# Happy 2nd birthday, pretty Cava!



## Cassidy's Mom (Mar 30, 2003)

She's such a good girlie. ?


----------



## Petra's Dad (Jan 6, 2020)

Really like her black face


----------



## dogma13 (Mar 8, 2014)

Seems like she was a baby just a few days ago!Two already....Happy Birthday Cava


----------



## Fodder (Oct 21, 2007)

you really hit the jackpot with her!! hbd sweet girl.....i still remember showing my carpool the video of her playing fetch in the garage as a baby and asking for their input on the two names you’d sent me.

certainly feels like yesterday.


----------



## tim_s_adams (Aug 9, 2017)

Happy Birthday! She's so pretty!


----------



## Cassidy's Mom (Mar 30, 2003)

Fodder said:


> you really hit the jackpot with her!! hbd sweet girl.....i still remember showing my carpool the video of her playing fetch in the garage as a baby and asking for their input on the two names you’d sent me.
> 
> certainly feels like yesterday.


I really feel like we did hit the jackpot. Cava is the sweetest dog, so happy all the time, with tons of drive and ridiculously athletic. I was just looking at that video a couple of weeks ago. She was so adorable, just a tiny little ball of fluff, but already a retrieving maniac.


----------



## Kathrynil (Dec 2, 2019)

Such a pretty girl! Happy Birthday to her!


----------



## Steve Strom (Oct 26, 2013)

Nice. Any new action shots?


----------



## Cassidy's Mom (Mar 30, 2003)

Steve Strom said:


> Nice. Any new action shots?


I've posted some videos on FB, but I don't think they're on YouTube. Here's a sequence of stills I grabbed from video of Cava doing passing recalls at practice with Psyclone a month or so ago. We're still doing wall work to train the box turn but in the meantime she's getting lots of work passing into another dog and having another dog passing into her. This was a bit closer than we were aiming for, lol. The poles are at the start/finish line, which is 6 feet past the last jump. The pass is determined by how far back the entering dog is when the exiting dog crosses the plane of the finish. This looks to be about a 1 foot pass, which is pretty amazing for a green dog.


----------



## Steve Strom (Oct 26, 2013)

Ahh, perfect. Thats still the single most amazing thing about flyball to me. Seeing them pass each other like that at full speed.


----------



## Cassidy's Mom (Mar 30, 2003)

It's pretty amazing. Running at another dog and passing by so close takes a lot of desensitization work. For passing recalls, we pull the box and have one dog at each end of the course. The dog at the box end always goes first, the person restraining the dog at the other end of the course has to gauge when to release the dog depending on what pass we're aiming for. In the beginning, one dog runs completely by the other one before it's released, then we start to tighten it up. We'll use wings on the jumps or ring gates to split the lane lengthwise until dogs are comfortable with the close proximity of a running dog. Normally, if we can get a 5 or 6 foot pass with a green dog remaining in the lane, that's considered good. Even once dogs are experienced racers we usually don't try to push past a consistent 2 or 3 foot pass because you can end up being early and have to rerun. 

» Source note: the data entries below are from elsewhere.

PR #652, opened 2025-04-08
multicontext values for cli tool

Capt-Mac:
enhancement to CLI tool to allow multiple context values to be specified for expression evaluation


cqf-fhir-cr-cli/src/main/java/org/opencds/cqf/fhir/cr/cli/command/CqlCommand.java
```diff
@@ -96,15 +96,15 @@ static class LibraryParameter {
         @Option(names = {"-e", "--expression"})
         public String[] expression;
 
-        @ArgGroup(multiplicity = "0..1", exclusive = false)
+        @ArgGroup(exclusive = false)
         public ContextParameter context;
```
brynrhodes, line 100: Isn't the multiplicity change going to affect the cardinality of the `context` field? So this should public List<ContextParameter> contexts?

Capt-Mac: It currently reuses the singular `context` for each provided `context-value`.  Wouldn't the cql file only have a single context?

brynrhodes: If that's how the command option parameters work, then okay, it just seems like if the multiplicity is on the "context" element, then that's the thing that would end up needing to be able to be list-valued? Maybe I just don't understand how the command option parameters are working.

Capt-Mac: we could add a second test where two contextNames are added which should cause a failure

JPercival: Either that or reorganize the arguments so that you specify the library/expression independently of the rest of the parameters.

PR #654, opened 2025-04-10
Use HAPI Repository interface

barhodes:


cqf-fhir-api/src/main/java/org/opencds/cqf/fhir/api/Repository.java
```diff
@@ -18,6 +17,7 @@
 import org.hl7.fhir.instance.model.api.IIdType;
 
 /**
+ * @deprecated
```
lukedegruchy, line 20: Where did this requirement come from?

cqf-fhir-benchmark/src/test/java/org/opencds/cqf/fhir/benchmark/measure/r4/Measure.java
```diff
@@ -3,13 +3,13 @@
 import static org.opencds.cqf.fhir.test.Resources.getResourcePath;
 
 import ca.uhn.fhir.context.FhirContext;
+import ca.uhn.fhir.repository.Repository;
```
lukedegruchy, line 6: What happens if we need to update this interface?  Will we now have to wait at least one more release cycle to propagate it to clinical-reasoning + cdr-cr?  Meaning, with a dependency sequence of hapi-fhir <- clinical-reasoning <- cdr-cr.

cqf-fhir-api/src/main/java/org/opencds/cqf/fhir/api/Repository.java
barhodes: We've been working towards moving this interface down into HAPI for awhile now.  That happened with the 8.0.0 release.

cqf-fhir-utility/src/main/java/org/opencds/cqf/fhir/utility/repository/InMemoryFhirRepository.java
```diff
@@ -145,30 +146,32 @@ public <B extends IBaseBundle, T extends IBaseResource> B search(
...
             for (var idQuery : idQueries) {
-                var idToken = (TokenParam) idQuery;
-                // Need to construct the equivalent "UnqualifiedVersionless" id that the map is
-                // indexed by. If an id has a version it won't match. Need apples-to-apples Ids types
-                var id = Ids.newId(context, resourceType.getSimpleName(), idToken.getValue());
-                var r = resourceIdMap.get(id);
-                if (r != null) {
-                    idResources.add(r);
+                for (var query : idQuery) {
+                    var idToken = (TokenParam) query;
```
lukedegruchy, line 154: Please use if/instanceof/cast here.

cqf-fhir-benchmark/src/test/java/org/opencds/cqf/fhir/benchmark/measure/r4/Measure.java
barhodes: Yes, and we already have that dependency for the models.  Ideally this interface will not be changing often, if at all.

lukedegruchy (approved):

PR #663, opened 2025-05-06
Upstream Measure Processor, ApplyScoringMembership configuration option

Capt-Mac:
This change allows for measure processor two pathways to generating Measure Reports:

1. Calculate Results, Process Results, Output in Measure Report (existing behavior)
2. Pass in pre-calculated Results, Process results, Output in Measure Report  (bypass result generation)

The core purpose of this change is to expose dQM enforcement points and report generation while allowing upstream result creation to come from alternative sources like the CQL CLI tool.

Another feature was added allows for introduction of a new configuration that disables/enables application of Measure Scoring by set membership between dependent populations (InNumerator=True requires InDenominator=True). The current behavior of enforcing set membership will be defaulted, but if desired, users could override this setting and have raw output of CQL criteria expressions result in Measure Report populations (InNumerator=True requires InDenominator=False).

This is to allow implementers the ability to have CQL enforce membership logic instead of relying on dQM scoring algorithms. If choosing an existing scoring algorithm, all other standard behavior is still enforced.


JPercival (approved):

JPercival (approved):

brynrhodes (approved):

cqf-fhir-cr/src/main/java/org/opencds/cqf/fhir/cr/measure/common/MeasureProcessorUtils.java
```diff
@@ -0,0 +1,425 @@
...
+     * @param measureEvalType the type of evaluation algorithm to apply to Criteria results
+     * @param applyScoring whether Measure Evaluator will apply set membership per measure scoring algorithm
+     * @param populationBasisValidator the validator class to use for checking consistency of results
+     */
+    public void processResults(
+            Map<String, EvaluationResult> results,
+            MeasureDef measureDef,
+            @Nonnull MeasureEvalType measureEvalType,
+            boolean applyScoring,
+            PopulationBasisValidator populationBasisValidator) {
```
lukedegruchy, line 51: Question:  why not pass this down from the constructor instead?

Capt-Mac:
current code coverage gaps will be patched by addition of CQL CLI testing that will make use of MeasureProcessor 'evaluateResults' method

An exercise we started doing not long ago involves the green dog recalling off the box with another dog passing into them doing a full run. What that does is add another dog in the runback area, while the green dog is on their tug. We started with just one lane, then added a dog recalling in the other lane, then a recall dog and full run dog in both lanes, so there are 4 dogs in the runback at the same time. She's handling everything we throw at her very well, I just want to get that box turn so she can start doing full runs!


----------



## Cassidy's Mom (Mar 30, 2003)

Here's one from last month that I just uploaded to YouTube, Cava is grabbing a tennis ball off the wall for an Orbee on a rope. I'm on the left, telling her to go, and that's my teammate Mollie calling her off and throwing the reward toy. She has a much better eye of what she's looking for and wants to reward and she also moves much faster than I do, lol.


----------



## Cassidy's Mom (Mar 30, 2003)

And here I'm using a target stick to send her to the wall:


----------



## ksotto333 (Aug 3, 2011)

Happy birthday sweet girl. She's beautiful!


----------